In an internal email seen by Space Explored, Elon Musk announced that SpaceX intends to build “several million [Starlink user terminal] units per year.” In order to have the internet bandwidth to support this goal, SpaceX will need to deploy its V2 Starlink satellites in orbit. It turns out, however, that this goal is entirely reliant on its next-gen Starship rocket that is currently in development in South Texas.
The internal email discusses issues SpaceX is currently facing with Raptor engine production. Starship is powered by this all-new engine created specifically for the rocket. SpaceX currently flies Falcon 9 and Falcon Heavy rockets that use Merlin engines that are very different. Here’s how Musk framed the situation in the email to the team:
Unfortunately, the Raptor production crisis is much worse than it seemed a few weeks ago.

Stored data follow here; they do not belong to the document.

Issue #72, opened 2016-12-15
printing


jshipton:
Make printing more friendly in parallel and think about whether we need any other print statements  to help new users.

jshipton:
I'm already using the Firedrake warning function - should I be using the Firedrake logging module to print out user friendly logging statements?

jshipton:
thoughts? @wence- @dham

wence-:
So what you should do is make a `gusto` logger, and then set it to only print on rank 0.

```python
import logging

logger = logget.getLogger("gusto")

handler = logging.StreamHandler()
handler.setFormatter(logging.Formatter(fmt="%(name)s:%(levelname)s %(message)s"))
if COMM_WORLD.rank == 0:
    logger.addHandler(handler)
else:
    logger.addHandler(logging.NullHandler())
```

jshipton:
Thank you!

PR #147, opened 2017-10-30
Logging

jshipton:
This PR does 2 things:

1) creates a logger so that we can have different levels of output, and so that we only print on one processor when running in parallel.

2) rename `Verbose` in `OutputParameters` class to `log_level` for more flexibility. `log_level` can be `warning` (the default), `info` or `debug`. When set to `info`, basic information on the user defined inputs in printed out. When set to `debug`, `ksp_monitor_true_residual` is set to `True`.

Things I don't like about this code:

1) the output from the solvers is not controlled by the logger - does that matter?

2) I have passed `state` in to the `Limiter` class - it's a bit annoying to do this just to get the logger, but I'd rather users didn't have to think about passing the logger around. I could get the logger via `equation.state.logger` but that seems a bit convoluted. Advice?

### DIFF
--- a/gusto/advection.py
+++ b/gusto/advection.py
@@ -35,10 +35,11 @@ class Advection(object, metaclass=ABCMeta):
     :arg field: field to be advected
     :arg equation: :class:`.Equation` object, specifying the equation
     that field satisfies
-    :arg solver_params: solver_parameters
+    :arg solver_parameters: solver_parameters
     """
 
-    def __init__(self, state, field, equation=None, solver_params=None, limiter=None):
+    def __init__(self, state, field, equation=None, solver_parameters=None,
+                 limiter=None):
 
         if equation is not None:
 
@@ -50,10 +51,12 @@ class Advection(object, metaclass=ABCMeta):
             self.dt = self.state.timestepping.dt
 
             # get default solver options if none passed in
-            if solver_params is None:
+            if solver_parameters is None:
                 self.solver_parameters = equation.solver_parameters
             else:
-                self.solver_parameters = solver_params
+                self.solver_parameters = solver_parameters
+                if state.output.Verbose:
+                    self.solver_parameters["ksp_monitor_true_residual"] = True
 
             self.limiter = limiter
 
@@ -205,16 +208,16 @@ class ThetaMethod(Advection):
     Class to implement the theta timestepping method:
     y_(n+1) = y_n + dt*(theta*L(y_n) + (1-theta)*L(y_(n+1))) where L is the advection operator.
     """
-    def __init__(self, state, field, equation, theta=0.5, solver_params=None):
+    def __init__(self, state, field, equation, theta=0.5, solver_parameters=None):
 
-        if not solver_params:
+        if not solver_parameters:
             # theta method leads to asymmetric matrix, per lhs function below,
             # so don't use CG
-            solver_params = {'ksp_type': 'gmres',
-                             'pc_type': 'bjacobi',
-                             'sub_pc_type': 'ilu'}
+            solver_parameters = {'ksp_type': 'gmres',
+                                 'pc_type': 'bjacobi',
+                                 'sub_pc_type': 'ilu'}
 
-        super(ThetaMethod, self).__init__(state, field, equation, solver_params)
+        super(ThetaMethod, self).__init__(state, field, equation, solver_parameters)
 
         self.theta = theta
 
--- a/gusto/advection.py
+++ b/gusto/advection.py
@@ -151,12 +151,14 @@ class ExplicitAdvection(Advection):
     :arg equation: :class:`.Equation` object, specifying the equation
     that field satisfies
     :arg subcycles: (optional) integer specifying number of subcycles to perform
-    :arg solver_params: solver_parameters
+    :arg solver_parameters: solver_parameters
     :arg limiter: :class:`.Limiter` object.
     """
 
-    def __init__(self, state, field, equation=None, *, subcycles=None, solver_params=None, limiter=None):
-        super().__init__(state, field, equation, solver_params=solver_params, limiter=limiter)
+    def __init__(self, state, field, equation=None, *, subcycles=None,
+                 solver_parameters=None, limiter=None):
+        super().__init__(state, field, equation,
+                         solver_parameters=solver_parameters, limiter=limiter)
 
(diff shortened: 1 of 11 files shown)


jshipton:
BTW, this deals with issue #72 - did I do it right @wence- ?

jshipton:
Setting up `logger` in the `__init__.py` file didn't work - it wasn't found by the other files. Instead I have moved `logger` to the `configuration.py` file and it can be imported using `from gusto.configuration import logger` with no need to pass state around. Is that OK @colinjcotter @wence- ?

wence-:
I agree that the `logger` should not be attached to `State`.  You could put it in a `logging.py` file I suppose.  But in `configuration.py` is fine, probably.

gusto/state.py
```diff
@@ -252,6 +253,27 @@ def __init__(self, mesh, vertical_degree=None, horizontal_degree=1,
...
+        elif output.log_level == "warning":
+            logger.setLevel(logging.WARNING)
+        else:
+            raise ValueError("log_level must be one of: %s, %s, %s, not %s" % ("info", "debug", "warning", output.log_level))
+        handler = logging.StreamHandler()
+        handler.setFormatter(logging.Formatter(fmt="%(name)s:%(levelname)s %(message)s"))
+        if self.mesh.comm.rank == 0:
+            logger.addHandler(handler)
+        else:
+            logger.addHandler(logging.NullHandler())
```
wence-: I would do this setup at top-level in `configuration.py`.  Rather than in `state`.  Oh, because you need access to the communicator.  Why not have a free function that you can call instead of shoving even more code in `__init__` here?

gusto/state.py
```diff
@@ -252,6 +253,27 @@ def __init__(self, mesh, vertical_degree=None, horizontal_degree=1,
...
 
+        # setup logger
+        if output.log_level == "debug":
+            logger.setLevel(logging.DEBUG)
+        elif output.log_level == "info":
+            logger.setLevel(logging.INFO)
+        elif output.log_level == "warning":
+            logger.setLevel(logging.WARNING)
+        else:
+            raise ValueError("log_level must be one of: %s, %s, %s, not %s" % ("info", "debug", "warning", output.log_level))
```
wence-: Why not just allow someone to using the enums from `logging` directly?

gusto/advection.py
```diff
@@ -57,10 +58,12 @@ def __init__(self, state, field, equation=None, *, solver_params=None, limiter=N
             self.dt = self.state.timestepping.dt
 
             # get default solver options if none passed in
-            if solver_params is None:
+            if solver_parameters is None:
                 self.solver_parameters = equation.solver_parameters
             else:
-                self.solver_parameters = solver_params
+                self.solver_parameters = solver_parameters
+                if state.output.log_level == "debug":
```
wence-: This is now wrong, no?

gusto/forcing.py
```diff
@@ -26,7 +27,7 @@ def __init__(self, state, euler_poincare=True, linear=False, extra_terms=None, m
         self.state = state
         if linear:
             self.euler_poincare = False
-            warning('Setting euler_poincare to False because you have set linear=True')
+            logger.info('Setting euler_poincare to False because you have set linear=True')
```
wence-: Use logger.warning as before?

gusto/forcing.py
```diff
@@ -105,7 +106,14 @@ def _build_forcing_solvers(self):
             a, L, self.uF, bcs=bcs
         )
 
-        self.u_forcing_solver = LinearVariationalSolver(u_forcing_problem)
+        solver_parameters = {}
+        if self.state.output.log_level == "debug":
```
wence-: Again debug needs aktered

wence-: Ie use the DEBUG constant

gusto/forcing.py
```diff
@@ -207,7 +215,14 @@ def _build_forcing_solvers(self):
 
             theta_problem = LinearVariationalProblem(a, L, self.thetaF)
 
-            self.theta_solver = LinearVariationalSolver(theta_problem)
+            solver_parameters = {}
+            if self.state.output.log_level == "debug":
```
wence-: And here

gusto/forcing.py
```diff
@@ -275,7 +290,14 @@ def _build_forcing_solvers(self):
         divergence_problem = LinearVariationalProblem(
             a, L, self.divu)
 
-        self.divergence_solver = LinearVariationalSolver(divergence_problem)
+        solver_parameters = {}
+        if self.state.output.log_level == "debug":
```
wence-: And here

gusto/forcing.py
```diff
@@ -322,7 +344,14 @@ def _build_forcing_solvers(self):
             a, L, self.bF
         )
 
-        self.b_forcing_solver = LinearVariationalSolver(b_forcing_problem)
+        solver_parameters = {}
+        if self.state.output.log_level == "debug":
+            solver_parameters["ksp_monitor_true_residual"] = True
```
wence-: Ditto

gusto/forcing.py
```diff
@@ -370,7 +399,14 @@ def _build_forcing_solvers(self):
             a, L, self.thetaF
         )
 
-        self.theta_forcing_solver = LinearVariationalSolver(theta_forcing_problem)
+        solver_parameters = {}
+        if self.state.output.log_level == "debug":
```
wence-: Ditto

gusto/linear_solvers.py
```diff
@@ -37,6 +37,9 @@ def __init__(self, state, solver_parameters=None,
                 solver_parameters = p
             self.solver_parameters = solver_parameters
 
+        if state.output.log_level == "debug":
```
wence-: Ditto

gusto/transport_equation.py
```diff
@@ -67,6 +67,8 @@ def __init__(self, state, V, *, ibp="once", solver_params=None):
             self.solver_parameters = {'ksp_type': 'cg',
                                       'pc_type': 'bjacobi',
                                       'sub_pc_type': 'ilu'}
+        if state.output.log_level == "debug":
+            self.solver_parameters["ksp_monitor_true_residual"] = True
```
wence-: Ditto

It’s possible that Raptor engine production issues could limit SpaceX’s ability to fly Starship operationally in 2022. The company is depending on Starship in order to fly the second major version of Starlink internet satellites, according to Musk. Current Falcon rockets cannot support V2 satellite launches, Musk reveals:
The consequences for SpaceX if we can’t get enough reliable Raptors made is that we then can’t fly Starship, which means we then can’t fly Starlink Satellite V2 (Falcon has neither the volume nor the mass to orbit needed for satellite V2). Satellite V1, by itself, is financially weak, while V2 is strong.
While Starlink is a valuable internet service, each satellite is expensive and many are needed to support the service. Fortunately, the V2 satellite will be more cost-efficient – like SpaceX’s new user terminal – but must these have to go to orbit via Starship. These new satellites are necessary in order for SpaceX to continue expanding its service to new users, and many people are currently on a long wait-list to join the internet service.

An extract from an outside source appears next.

PR #148, opened 2017-11-01
Implicit midpoint2

jshipton:
This PR implements an implicit midpoint timestepping scheme, with the forcing terms evaluated as part of the rhs of the advection scheme (i.e. there is no Strang splitting).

In addition, we are spooling up terminal production to several million units per year, which will consume massive capital, assuming that satellite V2 will be on orbit to handle the bandwidth demand. These terminals will be useless otherwise.

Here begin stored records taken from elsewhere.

PR #150, opened 2017-11-08
Fallout

tommbendall:
This introduces a physics routine that performs advection of a rain field. The rain is designed to fall out of the bottom of the domain.

### DIFF
--- a/gusto/diagnostics.py
+++ b/gusto/diagnostics.py
@@ -448,14 +448,14 @@ class Precipitation(DiagnosticField):
             rain = state.fields('rain')
             rho = state.fields('rho')
             v = state.fields('rainfall_velocity')
-            phi = TestFunction(space)
+            self.phi = TestFunction(space)
             flux = TrialFunction(space)
             n = FacetNormal(state.mesh)
             un = 0.5 * (dot(v, n) + abs(dot(v, n)))
             self.flux = Function(space)
 
-            a = phi * flux * dx
-            L = phi * rain * un * rho
+            a = self.phi * flux * dx
+            L = self.phi * rain * un * rho
             if space.extruded:
                 L = L * (ds_b + ds_t + ds_v)
             else:
@@ -467,7 +467,7 @@ class Precipitation(DiagnosticField):
 
     def compute(self, state):
         self.solver.solve()
-        self.field.assign(self.field + self.flux)
+        self.field.assign(self.field + assemble(self.flux * self.phi * dx))
         return self.field
 
 
--- a/gusto/diagnostics.py
+++ b/gusto/diagnostics.py
@@ -1,12 +1,12 @@
 from firedrake import op2, assemble, dot, dx, FunctionSpace, Function, sqrt, \
     TestFunction, TrialFunction, CellNormal, Constant, cross, grad, inner, \
-    LinearVariationalProblem, LinearVariationalSolver, exp
+    LinearVariationalProblem, LinearVariationalSolver, exp, FacetNormal, \
+    ds, ds_b, ds_v, ds_t
 from abc import ABCMeta, abstractmethod, abstractproperty
 from gusto.forcing import exner
 import numpy as np
 
-
-__all__ = ["Diagnostics", "CourantNumber", "VelocityX", "VelocityZ", "VelocityY", "Energy", "KineticEnergy", "CompressibleKineticEnergy", "ExnerPi", "Sum", "Difference", "SteadyStateError", "Perturbation", "PotentialVorticity", "Theta_e", "InternalEnergy", "RelativeVorticity", "AbsoluteVorticity", "ShallowWaterKineticEnergy", "ShallowWaterPotentialEnergy", "ShallowWaterPotentialEnstrophy"]
+__all__ = ["Diagnostics", "CourantNumber", "VelocityX", "VelocityZ", "VelocityY", "Energy", "KineticEnergy", "CompressibleKineticEnergy", "ExnerPi", "Sum", "Difference", "SteadyStateError", "Perturbation", "PotentialVorticity", "Theta_e", "InternalEnergy", "RelativeVorticity", "AbsoluteVorticity", "ShallowWaterKineticEnergy", "ShallowWaterPotentialEnergy", "ShallowWaterPotentialEnstrophy", "Precipitation"]
 
 
 class Diagnostics(object):
@@ -401,12 +401,47 @@ class Perturbation(Difference):
         return self.field1+"_perturbation"
 
 
+class Precipitation(DiagnosticField):
+    name = "Precipitation"
+
+    def setup(self, state):
+        if not self._initialised:
+            space = state.spaces("DG1", state.mesh, "DG", 1)
+            super(Precipitation, self).setup(state, space=space)
+
+            rain = state.fields('rain')
+            rho = state.fields('rho')
+            v = state.fields('rainfall_velocity')
+            phi = TestFunction(space)
+            flux = TrialFunction(space)
+            n = FacetNormal(state.mesh)
+            un = 0.5 * (dot(v, n) + abs(dot(v, n)))
+            self.flux = Function(space)
+            self.total_water = Function(space)
+
+            if space.extruded:
+                self.ds = ds_b + ds_t + ds_v
+            else:
+                self.ds = ds
+
+            a = phi * flux * dx
+            L = phi * rain * un * rho * self.ds
+
+            # setup solver
+            problem = LinearVariationalProblem(a, L, self.flux)
+            self.solver = LinearVariationalSolver(problem)
+
+    def compute(self, state):
+        self.solver.solve()
+        self.total_water.assign(self.total_water + self.flux)
+        return self.field.interpolate(self.total_water)
+
+
 class Vorticity(DiagnosticField):
     """Base diagnostic field class for vorticity."""
 
     def setup(self, state, vorticity_type=None):
         """Solver for vorticity.
-
         :arg state: The state containing model.
         :arg vorticity_type: must be "relative", "absolute" or "potential"
         """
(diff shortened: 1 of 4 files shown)


gusto/diagnostics.py
```diff
@@ -401,12 +401,47 @@ def name(self):
...
+        self.total_water.assign(self.total_water + self.flux)
+        return self.field.interpolate(self.total_water)
+
+
 class Vorticity(DiagnosticField):
     """Base diagnostic field class for vorticity."""
 
     def setup(self, state, vorticity_type=None):
         """Solver for vorticity.
-
```
dorugeber: ???

gusto/diagnostics.py
```diff
@@ -461,7 +496,6 @@ def setup(self, state):
         a weighted mass system to generate the
         potential vorticity from known velocity and
         depth fields.
-
```
dorugeber: ???

gusto/diagnostics.py
```diff
@@ -473,7 +507,6 @@ class AbsoluteVorticity(Vorticity):
 
     def setup(self, state):
         """Solver for absolute vorticity.
-
```
dorugeber: ???

gusto/diagnostics.py
```diff
@@ -485,7 +518,6 @@ class RelativeVorticity(Vorticity):
 
     def setup(self, state):
         """Solver for relative vorticity.
-
```
dorugeber: ???

gusto/physics.py
```diff
@@ -1,15 +1,16 @@
...
 
 
-__all__ = ["Condensation"]
+__all__ = ["Condensation", "Fallout"]
 
 
 class Physics(object, metaclass=ABCMeta):
     """
     Base class for physics processes for Gusto.
-
```
dorugeber: ???

gusto/physics.py
```diff
@@ -31,7 +32,6 @@ class Condensation(Physics):
     into liquid water and evaporation of liquid
     water into water vapour, with the associated
     latent heat changes.
-
```
dorugeber: ???

gusto/diagnostics.py
tommbendall: Ah sorry, it wasn't deliberate. I had copied and pasted this code over from a different branch that had other features and somehow copying into the emacs window has deleted these lines!

dorugeber:
FWIW, the reason I took issue to this is that it suggests you aren't running `git diff` before committing changes?  If so, you're not really "in control" of what you're actually committing.  @miklos1 would tell you to run `git status` and `git diff` like you have some OCD about it.

miklos1:
Yes, some OCDs should be called disciple, and those ones are a good thing.

Yes, if you don't check the diff before committing, then you basically don't know what you are doing.

gusto/transport_equation.py
```diff
@@ -178,6 +186,10 @@ def advection_term(self, q):
                             dot(self.ubar('+'), self.n('+'))*q('+'))
                       + inner(self.test('-'),
                               dot(self.ubar('-'), self.n('-'))*q('-')))*self.dS
+
+        if self.outflow and self.ibp is not None:
```
jshipton: what happens if `ibp` is not None and `self.inflow` is `True`? Should this warn the user that they have set incompatible options?

tommbendall: Ah have I written this a bit confusingly? This means that if `self.outflow is True` and if `ibp is not None` then we need to add the surface integrals on the edge of the domain.

And I think that if you set `ibp=None` then you get both inflow and outflow, so I think this is the only case we need to consider?

gusto/diagnostics.py
```diff
@@ -401,6 +401,42 @@ def name(self):
...
+            self.flux = Function(space)
+            self.total_water = Function(space)
+
+            if space.extruded:
+                self.ds = ds_b + ds_t + ds_v
+            else:
+                self.ds = ds
+
+            a = phi * flux * dx
+            L = phi * rain * un * rho * self.ds
```
wence-: So this is diagnosing the flux into the top and out of the bottom?

gusto/physics.py
```diff
@@ -104,6 +106,39 @@ def __init__(self, state):
...
+
+        # function spaces
+        Vt = self.rain.function_space()
+        Vu = state.fields('u').function_space()
+
+        # introduce sedimentation rate
+        # for now assume all rain falls at terminal velocity
+        terminal_velocity = 10  # in m/s
+        self.v = state.fields("rainfall_velocity", Vu)
+        self.v.project(as_vector([0, -terminal_velocity]))
```
wence-: No need to make a whole function for this, just do:

```python
self.v = as_vector([0, -terminal_velocity])
```

wence-: Oh, but then looking at the code, the `update_ubar` function requires fields, so OK.

gusto/transport_equation.py
wence-: The advection term as coded doesn't add any surface integrals if `ibp` is `None`.  So I'm confused like Jemma.

wence-: FWIW, I note that `self.inflow` is not a thing that exists.  So is `outflow` really the right name?

wence-: I think this would somehow be clearer if the "outflow" term were somehow added separately.  But that would necessitate much larger redesign.

The idea would follow something like what thetis does:

You have `Term` objects that implement `a` and `L`.

Then `Equation` objects don't implement the terms directly, but rather you call `Equation.add_term(TermInstance)`.

So you would have:

```python
class Term(object):
   ...

class OutflowTerm(Term):
    def residual(...):
       pass

class AdvectionEquation(Equation):
    ...

eq = AdvectionEquation(...)
if outflow:
   eq.add_term(OutflowTerm(...))
```

Or something.

But this is food for thought, rather than to be done here.

tommbendall: The short answer is that this only works if `self.outflow=True` and `ibp is not None`. I'll just make this clearer by adding a warning if someone sets `ibp=None`.

What the `outflow` integral is trying to do is to add the contribution of any outgoing flux, but not incoming. This should be because `self.un` is `u` on exterior facets when `u` is pointing outwards, whilst `self.un=0` when `u` is pointing inwards.

You're right, there isn't such a thing as `self.inflow`, although we could add it in the same way if we wanted to.

With the integration by parts, I had thought that when `ibp=None`, the whole surface integral is there inside the main integral, `test*inner(u, grad(q))*dx`. When you integrate by parts, you separate out the surface integral to
`-q*div(test*u)*dx + test*q*inner(u,n)*dF`,
where `dF` is over all facets. We then separate the facets into being exterior and interior, and then normally we use boundary conditions to neglect the integral on the exterior facets. So I had presumed that if someone was choosing to use `ibp=None` then they would be trying to take include flow through the surfaces, and so wouldn't need to use the `outflow` option (which restores only outflow and not inflow).

Probably there is a mistake in something above that I said above and that's why it's confusing you!

gusto/diagnostics.py
tommbendall: Yes, although I am expecting there only to be flux out and not in!

gusto/diagnostics.py
```diff
@@ -401,6 +401,42 @@ def name(self):
...
+            flux = TrialFunction(space)
+            n = FacetNormal(state.mesh)
+            un = 0.5 * (dot(v, n) + abs(dot(v, n)))
+            self.flux = Function(space)
+            self.total_water = Function(space)
+
+            if space.extruded:
+                self.ds = ds_b + ds_t + ds_v
+            else:
+                self.ds = ds
```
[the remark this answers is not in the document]
tommbendall: I think this was done because otherwise you are redefining `firedrake.ds` which gives a lint error, and assigning it to be a member seemed a convenient enough way to do that.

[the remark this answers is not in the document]
wence-: OK, yes, I see (I hate python's scoping rules).

Yeah, either use a different variable name or else maybe write:

```python
            a = phi * flux * dx
            L = phi * rain * un * rho
            if space.extruded:
                L = L*(ds_b + ds_t + ds_v)
            else:
                L = L*ds
```

Or similar?

gusto/diagnostics.py
```diff
@@ -438,6 +437,42 @@ def name(self):
...
+            a = phi * flux * dx
+            L = phi * rain * un * rho * self.ds
+
+            # setup solver
+            problem = LinearVariationalProblem(a, L, self.flux)
+            self.solver = LinearVariationalSolver(problem)
+
+    def compute(self, state):
+        self.solver.solve()
+        self.field.assign(self.total_water + self.flux)
```
wence-: I think this is wrong, `total_water` is always zero.

gusto/transport_equation.py
```diff
@@ -181,6 +183,13 @@ def advection_term(self, q):
                             dot(self.ubar('+'), self.n('+'))*q('+'))
                       + inner(self.test('-'),
                               dot(self.ubar('-'), self.n('-'))*q('-')))*self.dS
+
+        if self.outflow:
+            if self.ibp is not None:
+                L += self.test*self.un*q*self.ds
+            else:
+                raise ValueError("ibp=None is not compatible with outflow option")
```
wence-: I think I would prefer the error checking to happen in `__init__`, then you can just write:
```python
if self.outflow:
    L += ...
```
here.

gusto/transport_equation.py
```diff
@@ -149,16 +153,14 @@ class AdvectionEquation(TransportEquation):
...
         if equation_form == "advective" or equation_form == "continuity":
             self.continuity = (equation_form == "continuity")
         else:
             raise ValueError("equation_form must be either 'advective' or 'continuity'")
-        if vector_manifold:
-            self.vector_manifold = True
-        else:
-            self.vector_manifold = False
+        self.vector_manifold = vector_manifold
+        self.outflow = outflow
```
wence-: So check here with:
```python
if outflow and ibp is not None:
    raise ValueError(...)
```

New satellites and user terminal production will be an immensely costly investment, so getting satellites to orbit and operation in a cost effective way is essential for SpaceX. Elon closed the email with a dire call-to-action that we previously published:
What it comes down to, is that we face a genuine risk of bankruptcy if we can’t achieve a Starship flight rate of at least once every two weeks next year.
Space Explored’s Take
Going from no orbital flights at the start of the year to a flight every two weeks at the end of the year is a massive ramp-up. It will require SpaceX to fix the Raptor engine production issues, figure out its thermal solution, and repeatedly re-fly successfully landed vehicles.
That is a massive ask.
Hopefully, SpaceX teams will be able to achieve the lofty goal, though we believe the “risk of bankruptcy” to be more of an encouragement than a statement of fact (as explained further in our previous Space Explored’s take).